Soil fertility limits forests capacity to absorb excess CO2

provided by University of Michigan

field study on the effects of elevated carbon dioxide (CO2) on forest ecosystems raises doubts about the ability of trees to absorb excess CO2 accumulating in the earth's atmosphere.

    Results of the seven-year study, published in the May 24 issue of Nature, show that some forests will not increase the amount of carbon they sequester at least not enough to compensate for increasing atmospheric CO2. Soil fertility is a key factor in determining the long-term growth response to elevated CO2, according to co-principal investigator David S. Ellsworth, assistant professor of plant physiological ecology in the School of Natural Resources and Environment at the University of Michigan.

    “When we exposed trees in low-nutrient soil to elevated CO2, they maintained growth increases only with added nutrients,” said Ellsworth. “While CO2 initially acts as a stimulus to the tree's physiology, our experiments suggest that short-term increases in growth are not sustainable over the long-term in low-nutrient environments.”

    The open-air field study described in Nature is the first of its kind to examine the effects of elevated CO2 on forests growing in nutrient-limited environments over many years. The study included the longest running forest-based Free Air CO2 Enrichment (FACE) experiment.

    By exposing trees to elevated CO2 in an otherwise natural setting, the researchers were able to simulate conditions predicted for 50 years from now.

    “Other recent studies have shown that elevated CO2 increases growth, measured as the amount of carbon sequestered in the tree's biomass, and increases nutrient uptake as well,” Ellsworth said. “But what happens if the tree does not take up soil nutrients in proportion to that growth increase, or the nutrients are not available?”

    That is the case for many northern mid-latitude forests, which comprise much land in the United States and Europe, Ellsworth noted. Forest soils tends to be low in nutrients because most of the nutrient-rich soil has been used for agriculture.

    “The debate over how much CO2 trees will absorb should consider the limitations of soil fertility or other key resources in low supply.”

    The FACE experiment was conducted on a moderately fertile site at the Duke Forest of Duke University.
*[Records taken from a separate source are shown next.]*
PR #2060, opened 2024-08-15
Create macos_develop_workflow.yml

fwild:
first test


fwild:
@cawke - this is really just using the right runner type keyword - using a github provided free runner. Wondering if we can get this to run easily?

Issue #2051, opened 2024-08-12
Update the Speech Settings of the Virtual Instructor based on the design review


fominykh:
The design review has been done in this issue: https://github.com/WEKIT-ECS/MIRAGE-XR/issues/2023
Multiple layout and font issues identified.
@Alvareon can you check how the current UI of the Speech Settings is done? And after that talk to @AKissMail ?

Alvareon:
@fominykh @AKissMail I've updated the settings panel according to the Figma design. I've moved the repeating elements into a separate prefab and updated the layout: PR https://github.com/WEKIT-ECS/MIRAGE-XR/pull/2063


Additionally, the following screens need to be fixed: ContextPrompt, Voice, Models, and Language. Please also check each screen at different resolutions using Simulator mode in Unity."

<img width="453" alt="Screenshot 2024-08-21 at 00 28 24" src="https://github.com/user-attachments/assets/e27a0622-bee0-487d-bd3c-6fc5386442ca"><img width="444" alt="Screenshot 2024-08-21 at 00 21 34" src="https://github.com/user-attachments/assets/05a55889-c65f-4398-942c-ce01492f859b">

AKissmehl:
@fominykh Can we close that one?

fominykh:
@AKissMail I didn't see it in a build, but we can close this one. I will do another review later if needed and will open a new issue for it.

PR #2063, opened 2024-08-20
updated speech settings panel

Alvareon:
https://github.com/WEKIT-ECS/MIRAGE-XR/issues/2051
I've updated the settings panel according to the Figma design. I've moved the repeating elements into a separate prefab and updated the layout.

| Screenshot 2024-08-21 at 00 21 34 | Screenshot 2024-08-21 at 00 28 24|
| ------------- | ------------- |

### DIFF
--- a/Assets/MirageXR/ContentTypes/VirtualInstructor/Editors/Mobile/Prefabs/SettingsListItem.prefab
+++ b/Assets/MirageXR/ContentTypes/VirtualInstructor/Editors/Mobile/Prefabs/SettingsListItem.prefab
@@ -1,0 +1,743 @@
+%YAML 1.1
+%TAG !u! tag:unity3d.com,2011:
+--- !u!1 &198465672100755037
+GameObject:
+  m_ObjectHideFlags: 0
+  m_CorrespondingSourceObject: {fileID: 0}
+  m_PrefabInstance: {fileID: 0}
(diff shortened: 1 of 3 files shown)


AKissmehl:
Mmm, that was probably unfortunate communication, but was that not my task? At least I worked on it and also have a PR ready in a minute. I would suggest taking the best form of both of us, I did not use prefabs, but it makes total sense. I did notice additional 2 issues in the PR. 

1. The spacing looks a bit weird in the setting scenes now. 
Screenshot 2024-08-21 at 12 27 30
Screenshot 2024-08-21 at 12 28 08

2. The Model tile is missing the on click event.

When I was working on it, I noticed that there is not a model set by default. I added a start function that sets the first models if it is null. Moreover, I move the button to the tile, instant to have it just on the arrow. 

I am short of to-dos currently, should I merge that together and fix the spacing in the sub scenes?

Alvareon:
@AKissMail I haven't updated the sound and language screens (they also need to be updated). You are free to use my changes in your PR. I also recommend increasing the distance from the top edge of the screen to the header so that the phone notch doesn't cover the UI elements.

Alvareon:
pr closed (see https://github.com/WEKIT-ECS/MIRAGE-XR/pull/2065)

PR #2074, opened 2024-08-29
OIDC login

### LINKED ISSUE #2064: OIDC login
Add login support for OIDC via identity.wekit-ecs.com (KeyCloak)

fwild:
OIDC with https://identity.wekit-ecs.com works, stores the token locally and retrieves it instead of logging in again when opening the app next time. The logout button in profile also properly logs out and removes the stored token from config.info. User Info is retrieved from the endpoint.

Resolves #2064


fwild:
https://github.com/user-attachments/assets/024fb5c6-8269-41eb-8fb4-1412b51de334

A second field experiment used CO2 enrichment in chambers on an infertile site in the sandhills of North Carolina. Both experiments exposed maturing loblolly pine trees to levels of CO2 predicted to accumulate in the earth's atmosphere 50 years from now.

    In the FACE experiment, the researchers compared growth of CO2-treated trees with untreated trees in an adjacent plot. Averaged over the first three years of the experiment, the elevated CO2 plot showed a 34 percent increase in growth relative to the ambient CO2 (untreated) plot. However, that increase dropped to 6 percent over the following four years.
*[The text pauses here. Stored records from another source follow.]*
PR #2085, opened 2024-09-18
Andreas/2080 event trigger for the virtual instructor

### LINKED ISSUE #2080: Event Trigger for the Virtual Instructor
Refactoring of the VirtualInstructorManager into a VirtualInstructorOrchestrator. Therefore, the business logic of the VirtualInstructorManager has to be adapted. Mainly, the AskClosestInstructor function will be split into multiple functions:

1.     DetermineVirtualInstructor Should determine the relevant Instructor in space. A relevant Instructor is considered to be within the user's field of view and closer than other instructors.

3.     AskClosestInstructor(AudioClip) Takes an Audio Clip and formulates an answer based on the question. The return value contains the answer from the LLM/RAG model as a String and Audio and is based on the result of the LLM. This function uses DetermineVirtualInstructor to choose a VI.
 
5.     AskClosestInstructor(String) Takes a String and formulates an answer based on that String and the content of the Queue. The return value contains the answer from the LLM/RAG model as a String and Audio and is based on the result of the LLM.
 
7.     AddToQueueOfClosestInstructor(String) Adds the relevant information as a String to the Queue of the VI. This can later be used as contextual information for a prompt.

Functions 3 and 4 will be listening to events that follow the pattern of the gaze trigger, but it has to be discussed what the final implementation of that looks like.

AKissmehl:
This PR refactors the Virtual Instructor Manager into an orchestrator and introduces new methods. This can be accessed via the root object to interact with one or multiple VI's. It is now possible to add strings to the next question of a user, to create a statement by the Virtual Instructor without the use of an LLM/RAG model, and to send a question to a VI based on a string. Additionally, the code itself was refactored to make it more maintainable.

One open question is the structure of the events. Currently, we are using the root object, but that may not be the ideal solution. In my view, an event manager where events can be subscribed/unsubscribed would be better, but this would require more time, and based on the last meeting, I understand that we need to move forward.


fwild (approved):
Only comment: shouldn't "VirtualInstructorRecoder.cs" be "VirtualInstructorRecorder.cs"?

PR #2086, opened 2024-09-18
Collaborative Avatars

BenediktHensen:
This pull request adds collaboration and users visualized as avatars using Photon Fusion and ReadyPlayerMe.

It updates to Unity 2022.3.33f1 since a Photon feature required this update during the initial package import.

For developers without access to Photon Fusion, the project should work as normal - code is deactivated using the FUSION2 directive. This directive gets automatically enabled if the package is imported, so sharing features should automatically start working after the import. In the scene, developers without Photon Fusion will see a broken prefab - I will check if there is an alternative with a runtime initialization instead.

    To test whether nutrient limitations reduce the tree response to elevated CO2, the researchers added a balanced fertilizer to half the FACE area. Averaged over 1999 and 2000, trees grown under elevated CO2 without nutrient addition increased growth at an annual rate of only 7 percent while the fertilized trees grown in ambient CO2 increased annual growth by 15 percent.

    The combination of improved nutrition and elevated CO2 increased growth by 47 percent at the site. This clearly indicates a synergistic effect of CO2 and nutrient supply, the researchers concluded.

    At the infertile site, trees without added nutrition showed virtually no growth response to elevated CO2 in two years. Under optimal nutrition and ambient CO2, growth increased 21 percent. In trees subjected to the combination of improved nutrition and elevated CO2, growth was 74 percent more than three times the sum of separate responses.

    These findings suggest that growth responses of pine forests to elevated CO2 will be highly variable and depend on site fertility, to the point that trees growing on nutritionally poor sites may not respond at all. Moreover, other factors, such as water deficits, also could limit forest response to atmospheric CO2.

    “Trees can sustain increases in biomass only as long as they find enough water and nutrients in their ecosystems,” Ellsworth said. “I don't think we can assume existing forests, with their fertility limitations, will completely offset rising CO2 without soil amendments. We will more likely find solutions in measures such as burning less fossil fuel and planting more trees in high-nutrient soils.”

    Prof. Ram Oren of the Nicholas School of the Environment and Earth Sciences, Duke University, also was a principal investigator on the project. The research team included collaborators from Brookhaven National Laboratory, Boston University, and the US Forest Service.

    Brookhaven National Laboratory pioneered the free-air CO2 enrichment technology used in the study and operated the FACE system.